Other Coverage: On October 31, 2014, JDU denizen “sfgiantsfan” started a thread labeled “Full ride at Ave Maria to small liberal arts SoCal school grads.” User “inindiana” furnished this brilliant response, on November 1, 2014 at 1:15 pm:
“Ave Maria as a concept has always been little more than Monaghan's vanity project. There are plenty of Catholic colleges and universities in the country upon which he could've bestowed his millions, but none were good enough for him. He had to be the pizza king who started a university from scratch. Fine, it's his money, he can do with it whatever he damn well pleases and be as vainglorious as he wants.
But. . . the problem with Ave Maria (and Thomas Aquinas and others like them)is that it competes for a relatively small pool of hardcore Reaganites, trads, anti-modernists, or whatever. Even within that narrow group, some of those with high enough grades and SATs would likely opt for Georgetown or Notre Dame because employers and grad schools have at least heard of those places, even if the brand of Catholicism followed at those schools is considered too ecumenical/modernist/nontrad or whatever else it is that angers them.

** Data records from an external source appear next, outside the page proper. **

PR #1731, opened 2026-09-09
ci: stop duplicate release tag runs

### LINKED ISSUE #1597: Every release tag leaves a permanently-red Release run from a duplicate ref trigger
**Type:** Bug — CI hygiene / process
**Priority:** P3
**Effort:** XS (under an hour)
**Found in:** v0.76.0-rc9 release validation (CI review)

## Problem

Every release leaves a permanently-red Release run attached to its ref, so "is this release green?" cannot be answered at a glance.

For rc9:

- [Run 33549644311](https://github.com/Mesh-LLM/mesh-llm/actions/runs/33549644311) — ref `v0.76.0-rc9`, **failure**. Died in *Resolve release metadata* on the dirty-tree guard (the step logs `M crates/*/Cargo.toml`, `M docs/…`, etc., then exits 1). All 27 downstream jobs skipped.
- [Run 33549875856](https://github.com/Mesh-LLM/mesh-llm/actions/runs/33549875856) — ref `main`, **success**. 74 jobs, this is the run that actually built and published the release.

Anyone checking the tag sees the red one.

## Why it happens

The Release workflow triggers on a ref named after the release, and by the time it runs, the version-bump step has already dirtied the tree — so its own guard fires. The real release is driven separately from `main`.

## Impact

Cosmetic but corrosive: it trains everyone to ignore a red Release run, which is exactly the signal we would want to be loud the day a release genuinely fails. It also cost me time during validation deciding whether rc9 had actually shipped cleanly.

## Suggested direction

Pick one:

- Stop the Release workflow from triggering on the release ref at all, so only the `main`-driven run exists; or
- Make the metadata step exit successfully with a skip when it detects it is the duplicate ref-triggered invocation, so the run shows as skipped rather than failed.

Either way the goal is that a red Release run means something.

ndizazzo:
## Original problem

The Release workflow also ran on every `v*` tag push. Normal releases are driven by the successful `workflow_dispatch` run from `main`, leaving a duplicate tag-ref run that could fail in metadata and make the release appear red.

## Diagnostics

Issue #1597 and live run evidence confirmed the duplicate pair: tag push run [33549644311](https://github.com/Mesh-LLM/mesh-llm/actions/runs/33549644311) failed in `Resolve release metadata`, while main dispatch run [33549875856](https://github.com/Mesh-LLM/mesh-llm/actions/runs/33549875856) successfully published the release.

## Fix

- Remove the obsolete `push` tag trigger from `.github/workflows/release.yml`.
- Keep the dispatch-driven release and its generated immutable tag creation unchanged.
- Update the CI inventory and release documentation to describe the dispatch-only path.
- Add a focused contract test preventing the tag trigger from returning.

Fixes #1597

## Validation

- `python3 -m unittest scripts.tests.test_release_workflow_artifacts -v` — 26 passed.
- `python3 -m unittest scripts.tests.test_release_script -v` — 4 passed.
- `actionlint -config-file .github/actionlint.yaml` — passed.
- `just check-release` — passed.
- `git diff --check` — passed.
- `just ci-validate` reached the full 936-test suite but is blocked by the macOS host system Python 3.9/Bash 3.2 lacking repository-required features, plus unrelated environment/fixture failures; changed-file-focused checks pass.

## Summary by CodeRabbit

* **Changes**
  * Release workflows now run only through manual dispatch from the Actions interface or supported release command.
  * Releases initiated this way create the release-specific tag automatically.
  * Pushing version tags no longer starts a release.
  * Preflight checks now verify access and write permissions before downstream packaging.
  * Canary dispatch behavior remains unchanged.

* **Documentation**
  * Updated release guidance for dispatch-only publishing and credential verification.

* **Tests**
  * Added coverage for dispatch-only releases and target repository permission checks.

### DIFF
--- a/.agents/skills/manage-ci/references/current-inventory.md
+++ b/.agents/skills/manage-ci/references/current-inventory.md
@@ -21,7 +21,7 @@ Read it with `../SKILL.md` and `ci/ci.md` before editing CI.
 | `main_windows.yml` (`Main · Windows`) | push to `main` | Exhaustive main planning plus the same-commit reusable Windows lane |
 | `ci.yml` | `workflow_call` only | Temporary inert shim for the former main ingress filename; pending protected-main runner-contract update; no push trigger or dispatch |
 | `ci-control.yml` (`CI · Manual Full`) | dispatch on default branch | Explicit operator-only full plan, bounded lane dispatch and correlated diagnostic checks |
-| `release.yml` | release tags, dispatch | Canonical version synchronization, release-only signing, assets, publication, and a preflighted downstream `mesh-packaging` dispatch |
+| `release.yml` | dispatch on the default branch | Canonical version synchronization, release-only signing, assets, publication, and a preflighted downstream `mesh-packaging` dispatch |
 | `website-pages.yml` | main website paths, dispatch | Public website deployment |
 | `pr_cleanup.yml` | PR close, dispatch | Positively matched cleanup only |
 | `pr_auto_assign.yml` | PR lifecycle | Metadata only |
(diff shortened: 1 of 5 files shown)


michaelneale (dismissed):
Nice catch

So Ave Maria and others like it wind up being either verrrry small in enrollment (in which case the school's financial situation is often precarious or reliant upon Santa Tom) or they have to let in the less academically inclined in order to get enough bodies in the seats. It's the same dilemma any lower ranked law school has to deal with, except in Monaghan's case there are more icons and crucifixes around.” [Emphasis mine]

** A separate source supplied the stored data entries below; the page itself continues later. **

PR #1735, opened 2026-09-09
ci: publish SDK smoke cache policy

### LINKED ISSUE #1381: CI: SDK smoke has no cargo cache — 3m59s of cold compile for a 1.32s test

ndizazzo:
## Summary

- mark the `sdk` CI slice as `pr-isolated` in `ci/slices.yml`
- enable the existing exact, main-seeded Rust SDK Cargo/target cache policy in the protected planner output
- preserve the existing hosted-only credential-smoke workflow and cache-key/save policy from #1556

This is the catalog-only follow-up required by #1556: the operational `Swatinem/rust-cache` integration is already present, but the protected slice catalog still advertises `cache_mode: none`.

## Validation

- focused CI-contract suite: 94 tests passed under ephemeral Python 3.12 + PyYAML
- `actionlint .github/workflows/sdk-smoke.yml` passed
- planner probe: `sdk` resolves to `pr-isolated` for PRs, `trusted-readwrite` for main, and `trusted-readonly` for manual-full
- `git diff --check` passed

The full local `just ci-validate` suite was also attempted; this macOS checkout has unrelated host failures from missing PyYAML in the default Python environment, a protected `/usr/sbin` permission probe, and an existing llama-canary fixture failure.

Fixes #1381

## Summary by CodeRabbit

* **Chores**
  * Improved SDK build cache isolation for pull-request builds.

### DIFF
--- a/ci/slices.yml
+++ b/ci/slices.yml
@@ -237,7 +237,7 @@
     {"id": "platform-checks", "kind": "platform-checks", "depends_on": [], "runner_role": "platform-build", "cache_mode": "none"},
     {"id": "product-smoke", "kind": "product-smoke", "depends_on": ["runtime-product"], "runner_role": "linux-build-4", "cache_mode": "none"},
     {"id": "model-download", "kind": "model-download", "depends_on": [], "runner_role": "linux-build-4", "cache_mode": "none"},
-    {"id": "sdk", "kind": "sdk", "depends_on": ["runtime-product"], "runner_role": "platform-build", "cache_mode": "none"},
+    {"id": "sdk", "kind": "sdk", "depends_on": ["runtime-product"], "runner_role": "platform-build", "cache_mode": "pr-isolated"},
     {"id": "runner-contract", "kind": "runner-contract", "depends_on": [], "runner_role": "linux-plan", "cache_mode": "none"}
   ]
 }


ndizazzo:
CI management note: this PR currently fails before fan-out because the protected planner checkout rejects the `ci/slices.yml` change (`source slice catalog differs from the protected planner catalog`). This is the repository's intentional trust boundary. PR #1556 documents the established path: a separate maintainer merge must update the protected catalog, after which this branch can rebase. I'm leaving the guard intact and will continue monitoring the other PRs.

In a just world, these bitches and hags would have a giant crucifix shoved up their asses. In the event that these vampires put up a fight, make sure to keep some garlic bread handy – even if it’s from Domino’s.

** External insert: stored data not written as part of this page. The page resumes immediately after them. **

Issue #1651, opened 2026-09-04
Add and benchmark a bounded host-RAM L2 KV cache tier


i386:
## Context

PR #1632 adds resident L1 reuse and durable disk L3, but no bounded host-RAM L2. L2 is especially important to test on the CUDA machine where device and host memory are not unified: a host copy may avoid disk and cold prefill while still paying PCIe transfer/import cost.

The value will differ sharply across discrete CUDA, coherent CPU/GPU systems, and unified-memory Macs, so this must be measured per hardware class rather than assumed.

Coordinated in Buzz channel `#skippy-kv` and tracked as an expanded optimization candidate for #1632.

## Proposed direction

- Reuse the same immutable exact segments and manifest/model identity as L3.
- Give L2 its own hard byte budget, status, accounting, pins/holds, admission, promotion, eviction, prune, and clear semantics.
- Promote repeated/high-value L3 hits rather than copying every disk entry into RAM.
- Route by measured `queue + transfer + import + suffix-prefill` versus L3 restore and cold prefill.

## Checklist

- [ ] Define L1/L2/L3 ownership, lookup order, promotion/demotion, and duplicate-byte accounting.
- [ ] Add typed configuration and status reporting with safe defaults; keep the experiment opt-in until promoted.
- [ ] Bound host allocations, pinned memory, transfer buffers, and background work under concurrency.
- [ ] Decide whether pageable, pinned, huge-page, or backend-specific host memory is beneficial from measurement.
- [ ] Preserve exact identity, transactional restore, model unload, cancellation, and cold fallback.
- [ ] Add pressure, eviction, concurrent fill, prune/clear, restart, and device-loss tests.
- [ ] Run matched A/B tests on the discrete CUDA machine, then unified-memory Metal and other supported classes.
- [ ] Report TTFT, transfer/import time, PCIe bandwidth, CPU overhead, peak host/device bytes, hit rate/value, goodput, and p99 decode latency.

## Acceptance gate

Promote per hardware class only when bounded L2 improves end-to-end TTFT or goodput over both L3 and cold prefill for a defined workload, without memory-pressure instability, incorrect outputs, or a regression beyond #1632 latency gates. A neutral or negative CUDA result must remain opt-in/off rather than becoming a default.

PR #1749, opened 2026-09-10
feat(skippy-cache): bounded host-RAM L2 tier prototype (#1651)

i386:
First slice of #1651, stacked on #1736 (`7247a397a`). This establishes the bounded host-RAM L2 ownership and integrity contract without touching the request restore path.

## What

- **`skippy-cache::l2`** — a bounded host-RAM tier over immutable, content-addressed segment handles:
  - Entries reuse L3 namespace and token-path coordinates plus model and exact-state identities.
  - Prefix growth shares segment handles, so the byte budget charges distinct physical segment bytes once while stats expose both physical and logical footprint.
  - Admission validates the whole-payload digest, each segment digest, manifest tiling, indices, offsets, payload geometry, and existing segment identity before mutating the pool.
  - Admission and same-key replacement are journaled transactions. Incoming handles remain protected through replacement and eviction; an admission that cannot fit rolls back completely with `ProtectedOvercommit`.
  - Deterministic ownership accounting assigns every pooled segment to exactly one live entry and recomputes after admission, eviction, removal, corruption cleanup, and rollback. Eviction reports physical bytes freed separately from shared bytes retained.
  - `peek` is side-effect free. A successful `get` advances recency; absent or corrupt entries become cold misses without heating the LRU.
  - Budget enforcement is deterministic LRU with stable key tie-breaking. Empty, oversized, malformed, corrupt, and unknown-kind payloads are refused without leaving partial state.
- **`skippy-bench l2-tier`** — compares cold L3 fill with warm L2 lookup on the identical packed entry. Both arms start before lookup and end at usable materialized bytes, with byte equality required before timing is reported.
  - User-supplied store roots are refused if they already exist. Benchmark cleanup only removes roots it created and sentinel-marked.

Request-path promotion, demotion, server integration, and discrete-CUDA qualification remain later #1651 slices.

## Bench numbers (M1 Ultra, release build, 50 pairs, head `f678ce337`)

Both arms use the same nothing-to-usable-bytes boundary. L3 includes index lookup, segment reads, assembly, and digest verification. `l2_lookup_to_usable_bytes_ns` includes `L2Tier::get`, handle assembly, and materialization; handle-only lookup is reported separately. These figures supersede all earlier L2 numbers in this PR and its comments.

| workload | L3 fill p50 | L2 lookup-to-usable p50 | speedup |
|---|---:|---:|---:|
| 1,893 tokens × 512 B/token (~0.9 MiB) | 1.412 ms | 26.083 µs | 54.13x |
| 3,994 tokens × 4 KiB/token (~15.6 MiB) | 20.258 ms | 536.250 µs | 37.78x |

Both runs produced 50/50 L2 hits with zero misses or evictions. This is a unified-memory microbenchmark; request-path TTFT/goodput and discrete-CUDA transfer behavior are not measured here.

## Validation

Validated in a clean worktree with local branch, remote branch, and GitHub PR head all at `f678ce337236e18613d434713db107465bcc65ef`:

- `cargo test -p skippy-cache`: 150 passed, 1 ignored, 0 failed; doc tests passed
- `cargo test -p skippy-bench`: 85 passed, 0 failed
- `cargo clippy -p skippy-cache -p skippy-bench --all-targets -- -D warnings`: clean
- `cargo fmt --all -- --check`: clean
- `git diff --check origin/scama/skippy-l3-streaming-restore...HEAD`: clean
- console-print consistency check: clean
- L2 benchmark smoke: 2/2 hits, byte equality preserved, owned temporary store removed


i386:
Review round 2 pushed at `608ec6c38` (single commit on `247a4a5db`, still stacked on `scama/skippy-l3-streaming-restore`).

**Atomic admission.** `admit` installs or pins every incoming segment handle (a `protected` set) *before* the replaced entry is released and before eviction runs. An identical-wire same-key re-admit can no longer delete its own handles (regression: three rounds of re-admit must serve the full wire with `segments=4, bytes=64` throughout), and an admission that shares its eviction victim's segments keeps them (regression: budget `total-1` forces the victim out; the shared prefix must survive, `freed` accounting exact). Retained shared bytes transfer to the new entry's budget charge.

Ranking: According to US “News” & World Report, the Ave Maria Sewer of Law remains a fourth tier pile of trash. Yes, what a fantastic in$TTTTiTTTTuTTTTion, huh?!?! Who the hell wouldn’t want to attend such a glorious law school?!
Average Law Student Indebtedness: US “News” lists the average law student indebtedness - for those members of the Ave Maria Law Class of 2013 who incurred debt for law school - as $131,184. Fully 85% of this cesspool’s 2013 cohort took on such toxic debt. Keep in mind that this amount does not include undergraduate debt – and also does not take accrued interest into account, while the student is enrolled.
Conclusion: This school is in desperation mode, in terms of trying to bolster its excrementitious reputation. The toilet has an archconservative, rich benefactor who is willing to piss away large portions of his wealth on this dump. Thomas Monaghan wants his name associated with a decent law school. However, no institution of “higher education” can attain any level of “prestige” by offering full-tuition scholarships – for the entire three year period – to kids who manage a 3.0 undergraduate GPA and 150 LSAT score.
Frankly, these are weak-ass numbers that can be reached by pretty much anyone who puts in some effort. Wasting three years of your prime wage-earning period is idiotic. Instead of attending a fourth tier dung heap, perform your current job at a high level – and increase your chances of becoming a manager. We are not talking about a deep dish pizza and a 2 liter of soda, moron. YOUR financial future is at stake. Walk away from this TTTT offer.